━━ Listed entries

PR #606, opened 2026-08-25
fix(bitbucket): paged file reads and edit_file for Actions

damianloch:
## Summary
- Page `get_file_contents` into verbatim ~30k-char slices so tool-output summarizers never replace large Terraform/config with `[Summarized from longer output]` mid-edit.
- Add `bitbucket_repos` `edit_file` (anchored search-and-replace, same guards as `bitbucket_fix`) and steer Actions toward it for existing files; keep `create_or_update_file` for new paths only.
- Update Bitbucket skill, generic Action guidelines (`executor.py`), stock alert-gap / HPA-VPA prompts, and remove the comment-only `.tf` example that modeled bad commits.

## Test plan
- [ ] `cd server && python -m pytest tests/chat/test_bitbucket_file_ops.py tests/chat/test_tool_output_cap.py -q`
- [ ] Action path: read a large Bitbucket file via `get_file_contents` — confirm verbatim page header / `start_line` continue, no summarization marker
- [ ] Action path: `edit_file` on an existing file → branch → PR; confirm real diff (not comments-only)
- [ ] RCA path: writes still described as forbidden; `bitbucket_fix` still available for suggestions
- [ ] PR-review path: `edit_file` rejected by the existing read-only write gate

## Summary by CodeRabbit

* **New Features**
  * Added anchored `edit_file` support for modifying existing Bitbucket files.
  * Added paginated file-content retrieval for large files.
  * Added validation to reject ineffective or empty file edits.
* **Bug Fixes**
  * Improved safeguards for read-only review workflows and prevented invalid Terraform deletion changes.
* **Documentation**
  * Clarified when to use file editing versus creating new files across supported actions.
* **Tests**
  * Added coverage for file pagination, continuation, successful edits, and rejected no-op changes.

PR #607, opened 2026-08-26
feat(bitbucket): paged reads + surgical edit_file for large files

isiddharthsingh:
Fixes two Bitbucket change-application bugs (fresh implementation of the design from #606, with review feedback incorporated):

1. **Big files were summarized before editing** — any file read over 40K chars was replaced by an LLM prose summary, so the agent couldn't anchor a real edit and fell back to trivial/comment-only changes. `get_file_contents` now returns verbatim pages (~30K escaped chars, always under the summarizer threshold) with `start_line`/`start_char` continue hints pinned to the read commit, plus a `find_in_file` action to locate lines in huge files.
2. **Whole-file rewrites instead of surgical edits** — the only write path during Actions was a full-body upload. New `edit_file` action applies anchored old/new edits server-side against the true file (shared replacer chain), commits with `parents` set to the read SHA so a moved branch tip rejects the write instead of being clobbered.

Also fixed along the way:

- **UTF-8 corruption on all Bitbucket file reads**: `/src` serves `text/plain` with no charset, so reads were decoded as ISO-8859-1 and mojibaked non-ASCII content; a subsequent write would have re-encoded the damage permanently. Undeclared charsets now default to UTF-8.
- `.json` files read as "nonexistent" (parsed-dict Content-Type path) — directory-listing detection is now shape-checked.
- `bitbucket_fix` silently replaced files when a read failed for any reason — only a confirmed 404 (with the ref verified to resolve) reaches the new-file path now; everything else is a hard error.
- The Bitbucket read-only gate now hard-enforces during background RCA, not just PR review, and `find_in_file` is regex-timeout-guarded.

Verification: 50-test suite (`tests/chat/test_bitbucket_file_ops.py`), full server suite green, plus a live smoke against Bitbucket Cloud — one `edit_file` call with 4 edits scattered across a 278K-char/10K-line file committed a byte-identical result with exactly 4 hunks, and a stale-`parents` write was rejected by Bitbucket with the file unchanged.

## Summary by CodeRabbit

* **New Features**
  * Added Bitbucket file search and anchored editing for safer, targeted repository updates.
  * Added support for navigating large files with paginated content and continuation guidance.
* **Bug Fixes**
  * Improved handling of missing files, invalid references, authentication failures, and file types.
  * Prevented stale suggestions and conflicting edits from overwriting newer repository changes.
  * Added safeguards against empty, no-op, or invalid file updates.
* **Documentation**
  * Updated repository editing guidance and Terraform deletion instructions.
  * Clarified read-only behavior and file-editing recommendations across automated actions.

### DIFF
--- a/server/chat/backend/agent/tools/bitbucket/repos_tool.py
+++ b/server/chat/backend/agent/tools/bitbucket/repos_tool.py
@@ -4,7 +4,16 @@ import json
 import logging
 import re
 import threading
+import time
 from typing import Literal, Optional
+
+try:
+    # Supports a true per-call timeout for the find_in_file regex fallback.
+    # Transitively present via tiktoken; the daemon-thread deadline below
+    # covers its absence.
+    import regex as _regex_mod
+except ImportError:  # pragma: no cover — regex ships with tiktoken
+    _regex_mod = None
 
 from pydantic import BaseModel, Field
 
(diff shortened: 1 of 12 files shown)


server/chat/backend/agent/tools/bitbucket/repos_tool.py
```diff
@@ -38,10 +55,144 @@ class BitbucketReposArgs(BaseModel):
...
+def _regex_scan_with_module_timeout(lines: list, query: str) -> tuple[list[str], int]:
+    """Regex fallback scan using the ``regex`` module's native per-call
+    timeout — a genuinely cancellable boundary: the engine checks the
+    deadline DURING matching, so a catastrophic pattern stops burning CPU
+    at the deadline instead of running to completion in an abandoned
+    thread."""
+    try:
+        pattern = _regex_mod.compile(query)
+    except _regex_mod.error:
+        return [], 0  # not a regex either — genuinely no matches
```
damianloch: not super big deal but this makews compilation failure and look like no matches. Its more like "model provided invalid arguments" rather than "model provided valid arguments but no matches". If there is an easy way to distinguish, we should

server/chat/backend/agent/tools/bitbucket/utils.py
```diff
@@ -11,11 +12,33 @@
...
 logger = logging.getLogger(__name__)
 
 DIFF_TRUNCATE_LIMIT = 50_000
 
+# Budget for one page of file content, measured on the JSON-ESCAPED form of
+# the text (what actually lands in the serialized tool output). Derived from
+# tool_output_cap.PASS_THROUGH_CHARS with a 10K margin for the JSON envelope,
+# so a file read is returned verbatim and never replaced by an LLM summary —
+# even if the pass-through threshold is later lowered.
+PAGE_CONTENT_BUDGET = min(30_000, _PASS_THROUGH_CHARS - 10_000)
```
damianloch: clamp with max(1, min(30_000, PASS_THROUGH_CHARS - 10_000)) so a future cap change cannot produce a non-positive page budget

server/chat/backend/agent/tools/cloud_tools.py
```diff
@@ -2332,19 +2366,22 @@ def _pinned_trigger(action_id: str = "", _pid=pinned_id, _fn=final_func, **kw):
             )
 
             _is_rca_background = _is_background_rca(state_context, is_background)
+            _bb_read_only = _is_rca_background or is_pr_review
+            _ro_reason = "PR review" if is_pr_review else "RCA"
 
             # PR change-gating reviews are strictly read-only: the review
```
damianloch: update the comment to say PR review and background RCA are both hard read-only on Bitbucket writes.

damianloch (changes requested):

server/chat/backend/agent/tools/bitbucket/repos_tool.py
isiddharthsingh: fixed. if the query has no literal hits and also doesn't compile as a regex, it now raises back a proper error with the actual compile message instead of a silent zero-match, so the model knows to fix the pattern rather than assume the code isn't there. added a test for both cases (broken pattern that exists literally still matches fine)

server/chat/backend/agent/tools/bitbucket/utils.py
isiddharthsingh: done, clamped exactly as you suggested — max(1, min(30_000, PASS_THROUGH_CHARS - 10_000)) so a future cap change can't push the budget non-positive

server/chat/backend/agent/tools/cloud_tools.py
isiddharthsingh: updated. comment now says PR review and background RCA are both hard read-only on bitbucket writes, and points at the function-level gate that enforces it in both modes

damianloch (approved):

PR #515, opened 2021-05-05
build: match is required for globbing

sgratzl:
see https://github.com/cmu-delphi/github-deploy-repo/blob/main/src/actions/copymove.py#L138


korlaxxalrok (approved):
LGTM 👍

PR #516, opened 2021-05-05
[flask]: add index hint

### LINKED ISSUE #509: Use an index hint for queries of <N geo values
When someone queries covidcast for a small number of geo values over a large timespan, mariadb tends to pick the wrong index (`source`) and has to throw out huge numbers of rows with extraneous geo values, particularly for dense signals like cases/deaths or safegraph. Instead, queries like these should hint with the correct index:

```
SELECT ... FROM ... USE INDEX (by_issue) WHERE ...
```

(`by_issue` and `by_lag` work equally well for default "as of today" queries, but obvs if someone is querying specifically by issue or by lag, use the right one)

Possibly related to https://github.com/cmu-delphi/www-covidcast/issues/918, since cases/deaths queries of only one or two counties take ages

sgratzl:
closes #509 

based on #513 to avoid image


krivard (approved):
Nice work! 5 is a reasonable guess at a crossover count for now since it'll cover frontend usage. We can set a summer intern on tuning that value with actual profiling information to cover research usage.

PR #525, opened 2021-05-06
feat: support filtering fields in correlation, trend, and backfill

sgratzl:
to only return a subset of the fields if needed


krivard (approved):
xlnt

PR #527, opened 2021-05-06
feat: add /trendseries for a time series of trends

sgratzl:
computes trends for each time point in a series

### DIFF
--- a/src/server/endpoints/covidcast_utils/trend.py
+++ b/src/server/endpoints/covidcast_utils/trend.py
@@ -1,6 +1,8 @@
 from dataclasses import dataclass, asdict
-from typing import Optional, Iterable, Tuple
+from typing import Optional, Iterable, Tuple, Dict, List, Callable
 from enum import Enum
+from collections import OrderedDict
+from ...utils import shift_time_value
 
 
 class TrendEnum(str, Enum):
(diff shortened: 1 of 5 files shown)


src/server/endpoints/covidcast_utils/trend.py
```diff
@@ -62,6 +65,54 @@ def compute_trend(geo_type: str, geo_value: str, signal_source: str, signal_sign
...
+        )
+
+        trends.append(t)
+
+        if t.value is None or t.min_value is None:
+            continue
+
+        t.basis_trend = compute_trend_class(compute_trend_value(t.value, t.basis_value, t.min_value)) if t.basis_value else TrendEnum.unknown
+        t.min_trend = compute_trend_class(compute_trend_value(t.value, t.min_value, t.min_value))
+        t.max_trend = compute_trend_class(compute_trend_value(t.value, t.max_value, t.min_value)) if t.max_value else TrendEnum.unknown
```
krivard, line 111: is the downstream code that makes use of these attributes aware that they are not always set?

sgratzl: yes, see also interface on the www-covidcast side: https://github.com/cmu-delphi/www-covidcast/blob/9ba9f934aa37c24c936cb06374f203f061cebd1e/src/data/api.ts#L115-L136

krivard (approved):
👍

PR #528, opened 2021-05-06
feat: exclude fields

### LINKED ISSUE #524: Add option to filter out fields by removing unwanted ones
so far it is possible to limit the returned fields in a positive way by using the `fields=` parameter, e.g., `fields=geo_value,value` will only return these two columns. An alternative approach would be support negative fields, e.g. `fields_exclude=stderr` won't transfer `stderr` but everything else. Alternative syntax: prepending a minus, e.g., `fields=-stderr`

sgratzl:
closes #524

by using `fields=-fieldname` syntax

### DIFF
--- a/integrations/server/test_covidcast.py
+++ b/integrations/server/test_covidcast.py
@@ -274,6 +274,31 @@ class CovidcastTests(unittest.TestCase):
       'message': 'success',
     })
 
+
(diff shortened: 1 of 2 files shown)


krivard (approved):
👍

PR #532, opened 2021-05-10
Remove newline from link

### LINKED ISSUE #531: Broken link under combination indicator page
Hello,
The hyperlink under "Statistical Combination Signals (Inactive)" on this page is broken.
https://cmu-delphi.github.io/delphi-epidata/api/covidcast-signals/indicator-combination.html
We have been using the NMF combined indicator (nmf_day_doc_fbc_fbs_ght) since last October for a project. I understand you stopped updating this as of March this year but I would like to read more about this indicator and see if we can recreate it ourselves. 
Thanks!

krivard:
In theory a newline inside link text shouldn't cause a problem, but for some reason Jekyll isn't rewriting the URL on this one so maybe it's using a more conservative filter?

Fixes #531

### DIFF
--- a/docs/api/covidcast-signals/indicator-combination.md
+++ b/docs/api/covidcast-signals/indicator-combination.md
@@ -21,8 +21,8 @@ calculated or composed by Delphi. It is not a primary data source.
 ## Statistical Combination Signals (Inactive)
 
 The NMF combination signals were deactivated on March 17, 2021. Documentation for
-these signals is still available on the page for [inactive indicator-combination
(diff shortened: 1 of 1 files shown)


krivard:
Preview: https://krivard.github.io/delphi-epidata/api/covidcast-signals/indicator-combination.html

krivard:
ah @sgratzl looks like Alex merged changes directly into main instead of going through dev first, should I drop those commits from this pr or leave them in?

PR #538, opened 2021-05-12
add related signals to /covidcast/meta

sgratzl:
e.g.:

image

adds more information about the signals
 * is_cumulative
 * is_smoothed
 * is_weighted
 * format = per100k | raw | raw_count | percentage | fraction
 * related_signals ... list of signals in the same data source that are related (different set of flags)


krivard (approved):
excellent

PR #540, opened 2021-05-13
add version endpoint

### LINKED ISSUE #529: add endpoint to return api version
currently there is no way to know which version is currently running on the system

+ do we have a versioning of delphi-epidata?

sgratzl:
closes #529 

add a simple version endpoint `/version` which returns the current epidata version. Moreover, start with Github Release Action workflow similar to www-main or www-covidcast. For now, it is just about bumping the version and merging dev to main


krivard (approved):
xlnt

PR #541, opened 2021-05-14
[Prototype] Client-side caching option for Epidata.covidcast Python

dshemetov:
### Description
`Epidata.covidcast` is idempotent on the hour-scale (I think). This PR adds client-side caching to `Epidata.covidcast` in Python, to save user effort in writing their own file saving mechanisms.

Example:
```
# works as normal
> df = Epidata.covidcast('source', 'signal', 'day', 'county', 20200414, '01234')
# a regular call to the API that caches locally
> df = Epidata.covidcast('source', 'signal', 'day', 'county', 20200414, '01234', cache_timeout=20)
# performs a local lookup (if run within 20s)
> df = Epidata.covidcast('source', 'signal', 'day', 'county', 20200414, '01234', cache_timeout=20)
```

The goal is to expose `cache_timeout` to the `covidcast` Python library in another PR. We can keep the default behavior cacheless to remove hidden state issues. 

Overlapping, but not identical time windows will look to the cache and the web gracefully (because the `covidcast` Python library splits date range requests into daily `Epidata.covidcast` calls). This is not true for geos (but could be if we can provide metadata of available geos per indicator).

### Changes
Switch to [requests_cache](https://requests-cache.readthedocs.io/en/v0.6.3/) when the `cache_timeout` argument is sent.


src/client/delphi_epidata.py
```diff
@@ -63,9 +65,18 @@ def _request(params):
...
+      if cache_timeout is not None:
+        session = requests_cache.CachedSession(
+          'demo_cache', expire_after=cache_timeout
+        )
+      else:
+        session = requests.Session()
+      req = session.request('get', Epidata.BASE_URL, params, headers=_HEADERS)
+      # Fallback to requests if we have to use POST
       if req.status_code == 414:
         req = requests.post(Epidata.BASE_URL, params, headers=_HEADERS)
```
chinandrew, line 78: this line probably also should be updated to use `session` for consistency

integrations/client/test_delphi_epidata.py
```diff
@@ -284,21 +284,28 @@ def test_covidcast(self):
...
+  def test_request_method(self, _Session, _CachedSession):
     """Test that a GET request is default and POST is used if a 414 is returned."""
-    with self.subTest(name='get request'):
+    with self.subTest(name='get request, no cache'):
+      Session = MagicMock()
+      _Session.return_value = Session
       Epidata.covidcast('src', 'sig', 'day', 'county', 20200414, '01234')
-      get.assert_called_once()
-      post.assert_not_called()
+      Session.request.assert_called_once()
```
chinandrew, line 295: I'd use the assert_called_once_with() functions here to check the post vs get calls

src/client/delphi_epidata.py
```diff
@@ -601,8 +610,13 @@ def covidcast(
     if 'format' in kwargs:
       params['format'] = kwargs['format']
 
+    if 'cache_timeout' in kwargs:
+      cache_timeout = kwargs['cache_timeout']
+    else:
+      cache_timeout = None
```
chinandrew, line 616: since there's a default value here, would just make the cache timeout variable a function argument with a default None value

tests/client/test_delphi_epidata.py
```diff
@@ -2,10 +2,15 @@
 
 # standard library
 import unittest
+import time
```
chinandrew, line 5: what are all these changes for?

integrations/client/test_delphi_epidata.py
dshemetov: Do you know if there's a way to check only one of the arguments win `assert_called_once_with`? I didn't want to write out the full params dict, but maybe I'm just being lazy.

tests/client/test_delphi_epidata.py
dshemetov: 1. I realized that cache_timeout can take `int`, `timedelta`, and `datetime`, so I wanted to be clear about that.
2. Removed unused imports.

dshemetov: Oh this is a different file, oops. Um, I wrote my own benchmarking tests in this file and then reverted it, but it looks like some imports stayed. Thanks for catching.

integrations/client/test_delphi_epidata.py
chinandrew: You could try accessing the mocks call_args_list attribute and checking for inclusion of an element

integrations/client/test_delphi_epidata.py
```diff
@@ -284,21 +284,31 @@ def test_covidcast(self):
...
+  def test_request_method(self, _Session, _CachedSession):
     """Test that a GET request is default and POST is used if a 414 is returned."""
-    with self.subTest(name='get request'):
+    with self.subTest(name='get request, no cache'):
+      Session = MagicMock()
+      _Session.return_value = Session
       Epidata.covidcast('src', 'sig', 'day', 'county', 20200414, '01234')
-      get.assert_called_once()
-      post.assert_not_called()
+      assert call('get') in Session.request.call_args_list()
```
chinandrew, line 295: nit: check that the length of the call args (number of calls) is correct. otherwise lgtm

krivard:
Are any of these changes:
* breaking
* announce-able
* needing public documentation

━━━━

▶ _What is required_:
In the entries above, find each line with "compile" and copy it.

▶ _Answer_:
+        pattern = _regex_mod.compile(query)
isiddharthsingh: fixed. if the query has no literal hits and also doesn't compile as a regex, it now raises back a proper error with the actual compile message instead of a silent zero-match, so the model knows to fix the pattern rather than assume the code isn't there. added a test for both cases (broken pattern that exists literally still matches fine)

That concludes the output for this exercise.